▸ Task objective
Reproduce the listing below exactly, from its first line down to and including the line with "-4,18 +4,16 @@ import React from 'react';".

▸ Records for the exercise
──────────────────────────────
Issue #14, opened 2018-08-09
Enter doesn't submit a query to process results


schmmd:
You need to manually click on "Run".  Ideally you could hit enter as well.

schmmd:
Here's how we fixed this in a similar repo: https://github.com/allenai/demo-me-elmo/commit/f7a8fb927f6894a276274999d9932b18c6c2a657#diff-1f5d33d628ea1b5f92fa869e4ad9ae23R58

PR #41, opened 2018-08-28
Adding Enter-to-submit capability on all demos

aaronsarnat:
Fixes [Enter doesn't submit a query to process results (#14)](https://github.com/allenai/allennlp-demo/issues/14)

---

Tested all fields on all demos.

### DIFF
--- a/demo/src/components/Button.js
+++ b/demo/src/components/Button.js
@@ -4,18 +4,16 @@ import React from 'react';
   <Button /> Component
 *******************************************************************************/
 
-class Button extends React.Component {
-    render() {
-      const { enabled, runModel, inputs } = this.props;
+export default class Button extends React.Component {
+  render() {
+    const { enabled, runModel, inputs } = this.props;
 
-      return (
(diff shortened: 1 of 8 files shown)


schmmd:
Cool, looks good but I wonder--is there any way to handle this in a more general fashion so we don't need this code for each page?  @joelgrus any ideas here?

aaronsarnat:
@schmmd that thought crossed my mind as well, but there is already a ton of duplicated code in the same vein, and I wasn't sure if I should try to introduce a new paradigm for this task. We don't really have a place for general util functions currently, but we probably should.

TBH I think the whole demo front-end could use a refactor / refresh, as it's a bit of a mess currently, but that seems like a separate effort that I believe you were saying we probably don't want to worry about in Q3.

That said, if you want me to work on generalizing this particular function, I am happy take another stab.

joelgrus:
I agree that (1) this code probably should be written only once and (2) that probably can't happen until we do a larger refactor

schmmd:
Thanks--if you have any specific ideas on a refactor I'd love to hear them :https://github.com/allenai/allennlp-demo/issues/43

PR #45, opened 2018-08-31
Multi NER

DeNeutoy:
This is a first step to getting multiple model predictions in the same demo. There's one thing I don't know how to do - Make the model selection dropdown "sticky" so that it doesn't refresh.

The fine-grained NER model is currently SOTA I believe, with dev set performance on Ontonotes 5.0 of 88.2 F1.

image

### DIFF
--- a/demo/src/components/Button.js
+++ b/demo/src/components/Button.js
@@ -6,10 +6,10 @@ import React from 'react';
 
 export default class Button extends React.Component {
   render() {
-    const { enabled, runModel, inputs } = this.props;
+    const { enabled, runModel, inputs, modelEndpoint} = this.props;
 
     return (
-    <button id="input--mc-submit" type="button" disabled={!enabled} className="btn btn--icon-disclosure" onClick={ (event) => { runModel(event, inputs) }}>Run
+    <button id="input--mc-submit" type="button" disabled={!enabled} className="btn btn--icon-disclosure" onClick={ (event) => { runModel(event, inputs, modelEndpoint) }}>Run
       <svg>
         <use xlinkHref="#icon__disclosure"></use>
       </svg>
--- a/demo/src/components/NamedEntityComponent.js
+++ b/demo/src/components/NamedEntityComponent.js
@@ -351,7 +351,6 @@ class _NerComponent extends React.Component {
     this.setState({outputState: "working"});
 
     var payload = {sentence: inputs.sentenceValue};
-    console.log(modelEndpoint)
     fetch(`${API_ROOT}/predict/${modelEndpoint}`, {
       method: 'POST',
       headers: {
--- a/demo/src/components/NamedEntityComponent.js
+++ b/demo/src/components/NamedEntityComponent.js
@@ -22,6 +22,12 @@ const nerSentences = [
   "When I told John that I wanted to move to Alaska, he warned me that I'd have trouble finding a Starbucks there."
 ];
 
+const nerModels = {
+  "ner": "named-entity-recognition",
+  "fine-grained-ner": "fine-grained-named-entity-recognition"
+};
+
+
 const title = "Named Entity Recognition";
 const description = (
   <span>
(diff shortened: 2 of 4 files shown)


DeNeutoy:
FYI I didn't permanently add a "mute" sign on top of the demo. I considered it but in the end I couldn't get it to fit with the rest of the UI theme. Perhaps something for Q4.

demo/src/components/NamedEntityComponent.js
```diff
@@ -254,12 +347,12 @@ class _NerComponent extends React.Component {
...
   }
 
-  runNerModel(event, inputs) {
+  runNerModel(event, inputs, modelEndpoint) {
     this.setState({outputState: "working"});
 
     var payload = {sentence: inputs.sentenceValue};
-
-    fetch(`${API_ROOT}/predict/named-entity-recognition`, {
+    console.log(modelEndpoint)
```
joelgrus: get rid of the console.log ?

demo/src/components/Button.js
```diff
@@ -6,10 +6,10 @@ import React from 'react';
 
 export default class Button extends React.Component {
   render() {
-    const { enabled, runModel, inputs } = this.props;
+    const { enabled, runModel, inputs, modelEndpoint} = this.props;
 
     return (
-    <button id="input--mc-submit" type="button" disabled={!enabled} className="btn btn--icon-disclosure" onClick={ (event) => { runModel(event, inputs) }}>Run
+    <button id="input--mc-submit" type="button" disabled={!enabled} className="btn btn--icon-disclosure" onClick={ (event) => { runModel(event, inputs, modelEndpoint) }}>Run
```
joelgrus: it is absolutely horrific that you can just pass extra arguments to a javascript function and it will ignore them

DeNeutoy: I know

DeNeutoy: I just tried this and it worked, is there a better way? I kind of feel like a button shouldn't own this state anyway, like it should just be automatically piped from the props of the parent component or something

joelgrus: I think it's good for now, when we refactor everything we should just do so in a way that solves this problem (`runModel` in a base class, everyone has to tell it what endpoint to use, etc...)

aaronsarnat: Re: refactor, we could consider integrating TypeScript. All the cool kids seem to be doing it nowadays.

Nontrivial change, but if we're rewriting the app anyway, that would be a good time to consider it. It would help take some of the mystery out of things like passing extra arguments that sometimes get ignored.

demo/src/components/NamedEntityComponent.js
```diff
@@ -151,7 +178,73 @@ class TokenSpan extends React.Component {
       "MISC": {
         tooltip: "Miscellaneous",
         color: "gray"
-      }
+      },
+      "PERSON": {
```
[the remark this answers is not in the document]
DeNeutoy: The problem is, the model i've added has a different set of tags - it's easier to just add them all here rather than try to dis-ambiguate them

DeNeutoy:
@aaronsarnat The sticky thing I was talking about:
When I choose a model from the dropdown and run it on some input, I have to select the model again if I want to run another sentence. It seems natural that this should stay locked when a user selects it, but I don't know how to do that. I'll merge this and open an issue.

matt-gardner:
@DeNeutoy, for a dropdown, you need to have which model is selected be part of the react component's state (I didn't look too closely at the code, but I think you might have done this), and you need to have that state get rendered when you create the select box.  I think that's as simple as making one of the options `selected`.

demo/src/components/NamedEntityComponent.js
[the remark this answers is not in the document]
aaronsarnat: :+1: Fair enough, I was just curious.

demo/src/components/NamedEntityComponent.js
```diff
@@ -102,8 +116,20 @@ class NerInput extends React.Component {
     const callHandleKeyDown = (e) => { this.handleKeyDown(e, nerInputs)};
 
     return (
-      <div className="model__content">
+      <div className="model__content" >
         <ModelIntro title={title} description={description} />
+
+        <div className="form__instructions"><span>Choose Model: </span>
+          <select disabled={outputState === "working"} onChange={this.handleModelChange}>
+            <option>default ner model</option>
```
aaronsarnat: image

@DeNeutoy do you actually want these 3 options? Seems like you'd only want the NER and fine-grained options where NER is selected by default.

schmmd:
Just another heads up--the demo restarts due to a memory leak.  It becomes more and more pressing to address this issue with each extra model.  I'll certainly argue for prioritizing this in Q4--but in the meantime we might need to increase machines size / revert a model if we cross a threshold.

PR #48, opened 2018-09-08
Add Open Information Extraction to the demo

gabrielStanovsky:
Follows closely the SRL demo, with the addition of multi-word predicates.

I wasn't sure if should also add a test to `server_test.py`, is it deprecated?


schmmd:
@gabrielStanovsky `server_tests.py` is still run by CI.  Ideally you would add a test there similar to `test_textual_entailment`.

PR #3164, opened 2019-04-29
(8.0)PS-5562 : index_merge + partitioning + MyRocks crashes the server

satya-bodapati:
Problem:
--------
With native paritioning and index_merge, the native partition handler
is cloned.

One important point missed when fixing PS-5206 is that both the original
and clone share the parition_info object (m_part_info). It has bitmap of
partitions read and used.

The cloned handler, which has reference to the shared to partition_info
object, resets the partition bitmap during creation. This causes problem
during the actual index scan.

Fix:
----
1. Create context to identify if the native partition handler creation is
from clone or brand new.

2. When it is clone, do not reset the partition bitmaps (i.e avoid calling
m_part_info->set_partition_bitmaps()). This is the core fix.

3. Additionally, we fix the cloned object creation to use clone mem_root
instead of TABLE->mem_root. Optimizer can destroy the cloned handler
immediately after its use. (See QUICK_RANGE_SELECT::~QUICK_RANGE_SELECT).
So the memory used by cloned handler objects is freed immediately at end
of query execution.
(cherry picked from commit 744f4e1c44d8debcdebd5a83f127cbbc28c261e4)

### DIFF
--- a/mysql-test/suite/rocksdb/r/partition_handler_clone.result
+++ b/mysql-test/suite/rocksdb/r/partition_handler_clone.result
@@ -7,3 +7,35 @@ INSERT INTO t1  VALUES (5,'Bozo', NULL),(6,'Ronald', NULL),(7,'Kinko', NULL),(8,
 SELECT * FROM t1 WHERE b IS NULL or a IS NULL;
 a	b	c
 DROP TABLE t1;
+#
+# PS-5562 - index_merge + partitioning + MyRocks crashes the server
+#
+CREATE TABLE `t1` (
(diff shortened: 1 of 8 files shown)


george-lorch:
Minor clang-format failure.  Excellent diagnosis.  Thank you @satya-bodapati!

satya-bodapati:
> Minor clang-format failure. Excellent diagnosis. Thank you @satya-bodapati!

Yw George! :)

laurynas-biveinis (approved):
──────────────────────────────
▸ Answer box
Issue #14, opened 2018-08-09
Enter doesn't submit a query to process results


schmmd:
You need to manually click on "Run".  Ideally you could hit enter as well.

schmmd:
Here's how we fixed this in a similar repo: https://github.com/allenai/demo-me-elmo/commit/f7a8fb927f6894a276274999d9932b18c6c2a657#diff-1f5d33d628ea1b5f92fa869e4ad9ae23R58

PR #41, opened 2018-08-28
Adding Enter-to-submit capability on all demos

aaronsarnat:
Fixes [Enter doesn't submit a query to process results (#14)](https://github.com/allenai/allennlp-demo/issues/14)

---

Tested all fields on all demos.

### DIFF
--- a/demo/src/components/Button.js
+++ b/demo/src/components/Button.js
@@ -4,18 +4,16 @@ import React from 'react';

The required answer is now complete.